PR #2026, opened 2026-04-08
perf(load-tests): parallelize funding/draining and add early balance validation

haardikk21:
## Summary

- **Early balance validation**: Before sending any funding TXs, compute the total cost (deficits + gas for all accounts) and compare against the funder balance. Returns a clear error with balance/needed/shortfall in ETH instead of silently failing mid-way and leaving stranded funds that can't be drained.
- **Progress bars**: Added `indicatif` progress bars for every phase — balance checks, TX sending, TX confirmation, draining, and post-funding refresh — so users can see real-time progress instead of staring at a frozen terminal.
- **Parallel funding**: Pre-assign nonces and send all funding TXs concurrently via `buffer_unordered(32)` instead of sequential send-and-await. Also parallelized the initial balance/nonce queries and post-funding state refresh.
- **Parallel draining**: Each account has its own signer so drain TXs are fully independent — now sent concurrently via `buffer_unordered(32)`.
- **Parallel confirmation polling**: Receipt lookups within each poll cycle now use `join_all` instead of sequential iteration.

## Motivation

With a large number of senders, the load tester funding process was extremely slow and appeared stuck with zero progress feedback. Three specific issues:
1. If the funder didn't have enough balance, it would fund as many accounts as possible then fail mid-way, leaving funded accounts stranded (drain logic never runs on error)
2. No progress reporting during funding — impossible to tell if stuck or working
3. Sequential TX submission and drain — O(n) round trips to the RPC for n accounts

### DIFF
--- a/crates/infra/load-tests/src/runner/load_runner.rs
+++ b/crates/infra/load-tests/src/runner/load_runner.rs
@@ -26,6 +26,11 @@ use tracing::{debug, error, info, instrument, warn};
 /// Maximum number of concurrent RPC requests during funding/draining operations.
 const FUNDING_CONCURRENCY: usize = 32;
 
+/// Maximum number of funding TXs to send before waiting for confirmation.
+/// Kept below typical per-sender txpool limits (e.g. reth default is 16) to
+/// avoid "txpool is full" rejections when all TXs originate from one funder.
+const FUNDING_BATCH_SIZE: usize = 16;
+
 use super::{
     AdaptiveBackoff, Confirmer, ConfirmerHandle, DisplaySnapshot, LoadConfig, LoadTestDisplay,
     RateLimiter, TxType,
@@ -337,7 +342,8 @@ impl LoadRunner {
         let replacement_max_fee = max_fee.saturating_mul(3);
         let replacement_priority_fee = max_priority_fee.saturating_mul(3);
 
-        // Phase 3: Build all TXs upfront with pre-assigned nonces, send concurrently.
+        // Phase 3+4: Send funding TXs in batches and confirm each batch before
+        // sending the next. This avoids overwhelming the txpool's per-sender limit.
         let txs: Vec<(TransactionRequest, Address, U256, u64)> = accounts_to_fund
             .iter()
             .enumerate()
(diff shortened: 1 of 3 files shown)


cb-heimdall:
<table>
<tr>
<th>Requirement</th>
<th>Status</th>
<th>More Info</th>
</tr>
<tr>
<td>Reviews</td>
<td>
✅
<code>1/1</code>
</td>
<td>
<details>
<table>
<tr>
<td>
<details>
<table>
<tr>
<td>0</td>
</tr>
<tr>
<td>0</td>
</tr>
<tr>
<td>0</td>
</tr>
<tr>
<td>
</td>
<td>1</td>
</tr>
<tr>
<td>
<details>
<table>
<tr>
<td><strong>Max</strong></td>
<td><strong>0</strong></td>
</tr>
</table>
</details>
</td>
<td>0</td>
</tr>
<tr>
<td>
From <code>CODEOWNERS</code>
</td>
<td>0</td>
</tr>
<tr>
<td>Global minimum</td>
<td>0</td>
</tr>
<tr>
<td><strong>Max</strong></td>
<td>
<strong>
1
</strong>
</td>
</tr>
</table>
</details>
</td>
<td>1</td>
</tr>
<tr>
<td>1</td>
</tr>
<tr>
<td><strong>Sum</strong></td>
<td><strong>2</strong></td>
</tr>
</table>
</details>
</td>
</tr>
</table>

refcell (dismissed):

kmchicoine (approved):
Love this!

cb-heimdall:
Review Error for kmchicoine @ 2026-04-08 15:44:09 UTC

crates/infra/load-tests/src/runner/load_runner.rs
```diff
@@ -264,116 +338,159 @@ impl LoadRunner {
...
+        let total_txs = txs.len() as u64;
+        let pb_fund = Self::progress_bar(total_txs, "Funding accounts");
+        let mut txs_remaining = txs.into_iter().peekable();
+        while txs_remaining.peek().is_some() {
+            let batch: Vec<_> = txs_remaining.by_ref().take(FUNDING_BATCH_SIZE).collect();
+            let mut batch_pending: Vec<(TxHash, Address)> = Vec::with_capacity(batch.len());
+            let mut retries: Vec<(Address, U256, u64)> = Vec::new();
+            let mut fatal_errors: Vec<String> = Vec::new();
+
+            let send_futs = batch.into_iter().map(|(tx, address, deficit, nonce)| {
```
kmchicoine, line 379: Could the parallelization here lead to nonce issues if one of the transactions fails? May not be a huge concern since funding, etc. were checked earlier

kmchicoine (approved):
Just had 1 non blocking question

crates/infra/load-tests/src/runner/load_runner.rs
haardikk21: yeah if it fails then it will block future transactions, but it shouldnt really happen and is likely a separate bug somewhere that needs to be fixed? if we find that balance estimates are wrong, we should fix that. if we find there are edge cases not thought about, worst case we can add a retry here on the same nonce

******

> [TASK STATEMENT]: Everything in the material should be repeated exactly as written.

> [RESULT BELOW]:
PR #2026, opened 2026-04-08
perf(load-tests): parallelize funding/draining and add early balance validation

haardikk21:
## Summary

- **Early balance validation**: Before sending any funding TXs, compute the total cost (deficits + gas for all accounts) and compare against the funder balance. Returns a clear error with balance/needed/shortfall in ETH instead of silently failing mid-way and leaving stranded funds that can't be drained.
- **Progress bars**: Added `indicatif` progress bars for every phase — balance checks, TX sending, TX confirmation, draining, and post-funding refresh — so users can see real-time progress instead of staring at a frozen terminal.
- **Parallel funding**: Pre-assign nonces and send all funding TXs concurrently via `buffer_unordered(32)` instead of sequential send-and-await. Also parallelized the initial balance/nonce queries and post-funding state refresh.
- **Parallel draining**: Each account has its own signer so drain TXs are fully independent — now sent concurrently via `buffer_unordered(32)`.
- **Parallel confirmation polling**: Receipt lookups within each poll cycle now use `join_all` instead of sequential iteration.

## Motivation

With a large number of senders, the load tester funding process was extremely slow and appeared stuck with zero progress feedback. Three specific issues:
1. If the funder didn't have enough balance, it would fund as many accounts as possible then fail mid-way, leaving funded accounts stranded (drain logic never runs on error)
2. No progress reporting during funding — impossible to tell if stuck or working
3. Sequential TX submission and drain — O(n) round trips to the RPC for n accounts

### DIFF
--- a/crates/infra/load-tests/src/runner/load_runner.rs
+++ b/crates/infra/load-tests/src/runner/load_runner.rs
@@ -26,6 +26,11 @@ use tracing::{debug, error, info, instrument, warn};
 /// Maximum number of concurrent RPC requests during funding/draining operations.
 const FUNDING_CONCURRENCY: usize = 32;
 
+/// Maximum number of funding TXs to send before waiting for confirmation.
+/// Kept below typical per-sender txpool limits (e.g. reth default is 16) to
+/// avoid "txpool is full" rejections when all TXs originate from one funder.
+const FUNDING_BATCH_SIZE: usize = 16;
+
 use super::{
     AdaptiveBackoff, Confirmer, ConfirmerHandle, DisplaySnapshot, LoadConfig, LoadTestDisplay,
     RateLimiter, TxType,
@@ -337,7 +342,8 @@ impl LoadRunner {
         let replacement_max_fee = max_fee.saturating_mul(3);
         let replacement_priority_fee = max_priority_fee.saturating_mul(3);
 
-        // Phase 3: Build all TXs upfront with pre-assigned nonces, send concurrently.
+        // Phase 3+4: Send funding TXs in batches and confirm each batch before
+        // sending the next. This avoids overwhelming the txpool's per-sender limit.
         let txs: Vec<(TransactionRequest, Address, U256, u64)> = accounts_to_fund
             .iter()
             .enumerate()
(diff shortened: 1 of 3 files shown)


cb-heimdall:
<table>
<tr>
<th>Requirement</th>
<th>Status</th>
<th>More Info</th>
</tr>
<tr>
<td>Reviews</td>
<td>
✅
<code>1/1</code>
</td>
<td>
<details>
<table>
<tr>
<td>
<details>
<table>
<tr>
<td>0</td>
</tr>
<tr>
<td>0</td>
</tr>
<tr>
<td>0</td>
</tr>
<tr>
<td>
</td>
<td>1</td>
</tr>
<tr>
<td>
<details>
<table>
<tr>
<td><strong>Max</strong></td>
<td><strong>0</strong></td>
</tr>
</table>
</details>
</td>
<td>0</td>
</tr>
<tr>
<td>
From <code>CODEOWNERS</code>
</td>
<td>0</td>
</tr>
<tr>
<td>Global minimum</td>
<td>0</td>
</tr>
<tr>
<td><strong>Max</strong></td>
<td>
<strong>
1
</strong>
</td>
</tr>
</table>
</details>
</td>
<td>1</td>
</tr>
<tr>
<td>1</td>
</tr>
<tr>
<td><strong>Sum</strong></td>
<td><strong>2</strong></td>
</tr>
</table>
</details>
</td>
</tr>
</table>

refcell (dismissed):

kmchicoine (approved):
Love this!

cb-heimdall:
Review Error for kmchicoine @ 2026-04-08 15:44:09 UTC

crates/infra/load-tests/src/runner/load_runner.rs
```diff
@@ -264,116 +338,159 @@ impl LoadRunner {
...
+        let total_txs = txs.len() as u64;
+        let pb_fund = Self::progress_bar(total_txs, "Funding accounts");
+        let mut txs_remaining = txs.into_iter().peekable();
+        while txs_remaining.peek().is_some() {
+            let batch: Vec<_> = txs_remaining.by_ref().take(FUNDING_BATCH_SIZE).collect();
+            let mut batch_pending: Vec<(TxHash, Address)> = Vec::with_capacity(batch.len());
+            let mut retries: Vec<(Address, U256, u64)> = Vec::new();
+            let mut fatal_errors: Vec<String> = Vec::new();
+
+            let send_futs = batch.into_iter().map(|(tx, address, deficit, nonce)| {
```
kmchicoine, line 379: Could the parallelization here lead to nonce issues if one of the transactions fails? May not be a huge concern since funding, etc. were checked earlier

kmchicoine (approved):
Just had 1 non blocking question

crates/infra/load-tests/src/runner/load_runner.rs
haardikk21: yeah if it fails then it will block future transactions, but it shouldnt really happen and is likely a separate bug somewhere that needs to be fixed? if we find that balance estimates are wrong, we should fix that. if we find there are edge cases not thought about, worst case we can add a retry here on the same nonce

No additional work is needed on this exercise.